**AIM OF THE TASK**. Reproduce the listing in full. Keep every character unchanged.

**RECORD EXCERPTS**.

______________________________

PR #15547, opened 2026-03-01
fix(mcp): fix OAuth auto-connect failing on first connection

### LINKED ISSUE #15546: Remote MCP servers with OAuth fail with 'No OAuth state saved for MCP server'
### Description

Connecting to a remote OAuth MCP server that requires OAuth fails with `"No OAuth state saved for MCP server: <name>"` on first connection when no tokens have been previously saved. The server shows as `status: "failed"` instead of `status: "needs_auth"`.

**Root cause**: There are two bugs in the MCP OAuth auto-connect flow:

**Bug 1 — `McpOAuthProvider.state()` throws instead of generating a state**

The MCP SDK's `OAuthClientProvider` interface defines `state?()` as a method that _returns_ an OAuth2 state parameter. The SDK calls it during `auth()` at `client/auth.js:588`:

```js
const state = provider.state ? await provider.state() : undefined;
```

OpenCode's `McpOAuthProvider.state()` is implemented as a reader that throws if no state has been pre-saved:

```ts
async state(): Promise<string> {
  const entry = await McpAuth.get(this.mcpName)
  if (!entry?.oauthState) {
    throw new Error(`No OAuth state saved for MCP server: ${this.mcpName}`)
  }
  return entry.oauthState
}
```

The `saveState()` method is only called in `startAuth()` (the explicit auth flow), never during the automatic `create()` connect path. When `create()` triggers auto-auth via the SDK transport on a 401 response, `state()` is called but no state was ever saved — so it throws.

**Bug 2 — `create()` only catches `UnauthorizedError`, not plain errors from the auth flow**

When the SDK transport's `_authThenStart()` encounters an error from `auth()` (like the `state()` throw above), it re-throws it as a plain `Error` — _not_ as `UnauthorizedError`. OpenCode's `create()` only checks `error instanceof UnauthorizedError`, so the error falls through to the generic handler that sets `status: "failed"` instead of `status: "needs_auth"`.

This means the automatic connect-with-auth path in `create()` is broken for **all** OAuth MCP servers — not just ones that support dynamic client registration. Servers without DCR fail at the registration step (before `state()` is reached) with a different plain `Error`, hitting the same `instanceof UnauthorizedError` miss.

**Why this hasn't been widely reported**: Most OAuth MCP servers either (a) don't support dynamic client registration so they fail earlier with a different error, or (b) users run `opencode mcp auth <name>` explicitly, which uses `startAuth()` and pre-saves the state. The bug is only visible on the automatic first-connect path.

### Plugins

None

### OpenCode version

Latest (main branch at e1e18c7), and 1.2.10

### Steps to reproduce

1. Configure a remote MCP server with OAuth + dynamic client registration
2. Start OpenCode — no prior auth tokens exist
3. OpenCode tries to auto-connect, gets 401, SDK triggers auth flow
4. `provider.state()` throws `"No OAuth state saved for MCP server: <name>"`
5. Error propagates as plain `Error`, not `UnauthorizedError`
6. Server shows `status: "failed"` instead of `status: "needs_auth"`

Image

Image

### Operating System

macOS 26.0.1

### Terminal

zsh in VS Code

domdomegg:
### Issue for this PR

Closes #15546

### Type of change

- [x] Bug fix
- [ ] New feature
- [ ] Documentation

### What does this PR do?

When OpenCode auto-connects to a remote MCP server requiring OAuth (e.g. on startup with a pre-configured server), the SDK transport gets a 401 and internally triggers the OAuth `auth()` flow. This flow calls `provider.state()` to get an OAuth state parameter — but `state()` was implemented as a reader that throws if no state was previously saved. Since `saveState()` is only called in the explicit `startAuth()` path (not the automatic connect path), `state()` always throws on first connect.

The thrown error is a plain `Error`, not `UnauthorizedError`, so OpenCode's `create()` catch block doesn't recognize it as auth-related. The server ends up with `status: "failed"` instead of `status: "needs_auth"`.

**Two fixes:**

1. **`McpOAuthProvider.state()`** — generate and persist a new cryptographic state when none exists, instead of throwing. The SDK's `OAuthClientProvider` interface defines `state?()` as a generator that returns a state value, not a reader.

2. **`create()` error handling** — also treat errors containing "OAuth" from an auth-provider-enabled transport as auth-related, so they result in `needs_auth` status rather than `failed`. This is a defense-in-depth fix for any other plain `Error` the SDK might throw during the auth flow.

Added 3 new tests in `test/mcp/oauth-auto-connect.test.ts`:
- `first connect to OAuth server shows needs_auth instead of failed` — verifies the full auto-connect path sets `needs_auth` status
- `state() generates a new state when none is saved` — verifies state generation and persistence
- `state() returns existing state when one is saved` — verifies pre-saved state is returned as-is

All MCP tests pass: `bun test test/mcp/ --timeout 30000` → 9 pass, 0 fail.

### Screenshots / recordings

N/A

### Checklist


domdomegg:
After the fix:

CleanShot 2026-03-01 at 08 52 13@2x

CleanShot 2026-03-01 at 08 53 00@2x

______________________________

**COMPLETED TASK**.
PR #15547, opened 2026-03-01
fix(mcp): fix OAuth auto-connect failing on first connection

### LINKED ISSUE #15546: Remote MCP servers with OAuth fail with 'No OAuth state saved for MCP server'
### Description

Connecting to a remote OAuth MCP server that requires OAuth fails with `"No OAuth state saved for MCP server: <name>"` on first connection when no tokens have been previously saved. The server shows as `status: "failed"` instead of `status: "needs_auth"`.

**Root cause**: There are two bugs in the MCP OAuth auto-connect flow:

**Bug 1 — `McpOAuthProvider.state()` throws instead of generating a state**

The MCP SDK's `OAuthClientProvider` interface defines `state?()` as a method that _returns_ an OAuth2 state parameter. The SDK calls it during `auth()` at `client/auth.js:588`:

```js
const state = provider.state ? await provider.state() : undefined;
```

OpenCode's `McpOAuthProvider.state()` is implemented as a reader that throws if no state has been pre-saved:

```ts
async state(): Promise<string> {
  const entry = await McpAuth.get(this.mcpName)
  if (!entry?.oauthState) {
    throw new Error(`No OAuth state saved for MCP server: ${this.mcpName}`)
  }
  return entry.oauthState
}
```

The `saveState()` method is only called in `startAuth()` (the explicit auth flow), never during the automatic `create()` connect path. When `create()` triggers auto-auth via the SDK transport on a 401 response, `state()` is called but no state was ever saved — so it throws.

**Bug 2 — `create()` only catches `UnauthorizedError`, not plain errors from the auth flow**

When the SDK transport's `_authThenStart()` encounters an error from `auth()` (like the `state()` throw above), it re-throws it as a plain `Error` — _not_ as `UnauthorizedError`. OpenCode's `create()` only checks `error instanceof UnauthorizedError`, so the error falls through to the generic handler that sets `status: "failed"` instead of `status: "needs_auth"`.

This means the automatic connect-with-auth path in `create()` is broken for **all** OAuth MCP servers — not just ones that support dynamic client registration. Servers without DCR fail at the registration step (before `state()` is reached) with a different plain `Error`, hitting the same `instanceof UnauthorizedError` miss.

**Why this hasn't been widely reported**: Most OAuth MCP servers either (a) don't support dynamic client registration so they fail earlier with a different error, or (b) users run `opencode mcp auth <name>` explicitly, which uses `startAuth()` and pre-saves the state. The bug is only visible on the automatic first-connect path.

### Plugins

None

### OpenCode version

Latest (main branch at e1e18c7), and 1.2.10

### Steps to reproduce

1. Configure a remote MCP server with OAuth + dynamic client registration
2. Start OpenCode — no prior auth tokens exist
3. OpenCode tries to auto-connect, gets 401, SDK triggers auth flow
4. `provider.state()` throws `"No OAuth state saved for MCP server: <name>"`
5. Error propagates as plain `Error`, not `UnauthorizedError`
6. Server shows `status: "failed"` instead of `status: "needs_auth"`

Image

Image

### Operating System

macOS 26.0.1

### Terminal

zsh in VS Code

domdomegg:
### Issue for this PR

Closes #15546

### Type of change

- [x] Bug fix
- [ ] New feature
- [ ] Documentation

### What does this PR do?

When OpenCode auto-connects to a remote MCP server requiring OAuth (e.g. on startup with a pre-configured server), the SDK transport gets a 401 and internally triggers the OAuth `auth()` flow. This flow calls `provider.state()` to get an OAuth state parameter — but `state()` was implemented as a reader that throws if no state was previously saved. Since `saveState()` is only called in the explicit `startAuth()` path (not the automatic connect path), `state()` always throws on first connect.

The thrown error is a plain `Error`, not `UnauthorizedError`, so OpenCode's `create()` catch block doesn't recognize it as auth-related. The server ends up with `status: "failed"` instead of `status: "needs_auth"`.

**Two fixes:**

1. **`McpOAuthProvider.state()`** — generate and persist a new cryptographic state when none exists, instead of throwing. The SDK's `OAuthClientProvider` interface defines `state?()` as a generator that returns a state value, not a reader.

2. **`create()` error handling** — also treat errors containing "OAuth" from an auth-provider-enabled transport as auth-related, so they result in `needs_auth` status rather than `failed`. This is a defense-in-depth fix for any other plain `Error` the SDK might throw during the auth flow.

Added 3 new tests in `test/mcp/oauth-auto-connect.test.ts`:
- `first connect to OAuth server shows needs_auth instead of failed` — verifies the full auto-connect path sets `needs_auth` status
- `state() generates a new state when none is saved` — verifies state generation and persistence
- `state() returns existing state when one is saved` — verifies pre-saved state is returned as-is

All MCP tests pass: `bun test test/mcp/ --timeout 30000` → 9 pass, 0 fail.

### Screenshots / recordings

N/A

### Checklist


domdomegg:
After the fix:

CleanShot 2026-03-01 at 08 52 13@2x

CleanShot 2026-03-01 at 08 53 00@2x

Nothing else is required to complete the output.